PR #9630, opened 2026-03-04
feat(BA-4866): extract RBACValidators injection to dependency layer

fregataa:
## Summary
- this work **DOES NOT** apply any validator to action processors.
- Create `Validators` and `RBACValidators` dataclasses for structured validator injection
- Wire validators through the DI layer (`server.py`, `ProcessingComposer`, `ProcessorsDependency`) into `VFolderProcessors`, following the same pattern as `action_monitors`
- Validators are injected but not yet applied to individual action processors (follow-up task)

## Test plan
- [x] `pants fmt/fix/lint` passed
- [x] `pants check` (mypy) passed
- [x] CI passes

Resolves BA-4866

### DIFF
--- a/tests/component/artifact_registry/conftest.py
+++ b/tests/component/artifact_registry/conftest.py
@@ -4,6 +4,7 @@ import uuid
 from collections.abc import AsyncIterator, Callable, Coroutine
 from dataclasses import dataclass
 from typing import Any
+from unittest.mock import MagicMock
 
 import pytest
 import sqlalchemy as sa
@@ -11,6 +12,7 @@ from sqlalchemy.ext.asyncio.engine import AsyncEngine as SAEngine
 
 from ai.backend.common.bgtask.bgtask import BackgroundTaskManager
 from ai.backend.common.data.artifact.types import ArtifactRegistryType
+from ai.backend.manager.actions.validators import ActionValidators
 from ai.backend.manager.api.rest.artifact_registry.handler import ArtifactRegistryHandler
 from ai.backend.manager.api.rest.artifact_registry.registry import (
     register_artifact_registry_routes,
@@ -82,7 +84,9 @@ def artifact_processors(
         storage_manager=storage_manager,
         config_provider=config_provider,
     )
-    return ArtifactProcessors(service=service, action_monitors=[])
+    return ArtifactProcessors(
+        service=service, action_monitors=[], validators=MagicMock(spec=ActionValidators)
+    )
 
 
 @pytest.fixture()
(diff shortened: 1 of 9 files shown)


src/ai/backend/manager/actions/validators/rbac/__init__.py
```diff
@@ -0,0 +1,12 @@
+from dataclasses import dataclass
+
+from ai.backend.manager.actions.validators.rbac.scope import ScopeActionRBACValidator
+from ai.backend.manager.actions.validators.rbac.single_entity import (
+    SingleEntityActionRBACValidator,
+)
+
+
+@dataclass
+class RBACValidators:
```
seedspirit, line 10: I'm not sure define dataclass in `__init__.py`. I think init.py should only be used for importing things to make importing more convenient. What do others think? @jopemachine @HyeockJinKim

src/ai/backend/manager/dependencies/processing/composer.py
```diff
@@ -231,11 +237,18 @@ async def compose(
...
+            scope=ScopeActionRBACValidator(permission_controller_repository),
+            single_entity=SingleEntityActionRBACValidator(permission_controller_repository),
+        )
+
         processors = await stack.enter_dependency(
             ProcessorsDependency(),
             ProcessorsProviderInput(
                 service_args=service_args,
                 action_monitors=[reporter_monitor, prometheus_monitor, audit_log_monitor],
+                validators=ActionValidators(rbac=rbac_validators),
```
seedspirit, line 262: While this may not be within the scope of this PR's changes, shouldn't validators also be implemented as `list[ActionValidator]` as `action_monitors`?

src/ai/backend/manager/actions/validators/rbac/__init__.py
jopemachine: I think it would be better to keep things like types.py in a separate file.

src/ai/backend/manager/actions/validators/__init__.py
```diff
@@ -0,0 +1,8 @@
+from dataclasses import dataclass
+
+from .rbac import RBACValidators
+
+
+@dataclass
+class ActionValidators:
```
jopemachine, line 7: Just a question,
Are there any plans to include implementations in ActionValidators other than RBAC?

jopemachine:
There are a large number of conflicts

src/ai/backend/manager/actions/validators/rbac/__init__.py
fregataa: types.py is not a good idea because usually types modules should be the one that other modules depend on, not the one that depends on other modules

src/ai/backend/manager/dependencies/processing/composer.py
fregataa: This one does not need to be a list.
Processors get the signature as a list because they iterate validators and check one by one. But this one does not need to be iterated.

src/ai/backend/manager/actions/validators/__init__.py
fregataa: No plan for other validators yet

jopemachine (approved):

★ ★ ★

The problem.
Look for the word "list". Copy out every line of the data that has it.

Answer to the problem.
seedspirit, line 262: While this may not be within the scope of this PR's changes, shouldn't validators also be implemented as `list[ActionValidator]` as `action_monitors`?
fregataa: This one does not need to be a list.
Processors get the signature as a list because they iterate validators and check one by one. But this one does not need to be iterated.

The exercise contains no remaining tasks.